Start of LISTED ENTRIES

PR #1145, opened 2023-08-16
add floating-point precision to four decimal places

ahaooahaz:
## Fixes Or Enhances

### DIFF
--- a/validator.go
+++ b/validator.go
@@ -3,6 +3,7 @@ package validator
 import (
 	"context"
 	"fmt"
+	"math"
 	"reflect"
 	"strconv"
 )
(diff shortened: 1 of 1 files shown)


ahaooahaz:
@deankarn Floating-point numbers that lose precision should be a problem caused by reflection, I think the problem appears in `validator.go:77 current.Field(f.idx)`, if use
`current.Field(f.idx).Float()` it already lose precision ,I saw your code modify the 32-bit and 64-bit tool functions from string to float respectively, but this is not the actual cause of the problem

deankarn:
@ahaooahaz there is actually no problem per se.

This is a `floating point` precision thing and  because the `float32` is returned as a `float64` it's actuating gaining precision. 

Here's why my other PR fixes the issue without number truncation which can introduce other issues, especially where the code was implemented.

End of LISTED ENTRIES

- **THE TASK**: Check each line of the entries above, and show every one holding the word "problem".

- **RESPONSE TO THIS EXERCISE**:
@deankarn Floating-point numbers that lose precision should be a problem caused by reflection, I think the problem appears in `validator.go:77 current.Field(f.idx)`, if use
`current.Field(f.idx).Float()` it already lose precision ,I saw your code modify the 32-bit and 64-bit tool functions from string to float respectively, but this is not the actual cause of the problem
@ahaooahaz there is actually no problem per se.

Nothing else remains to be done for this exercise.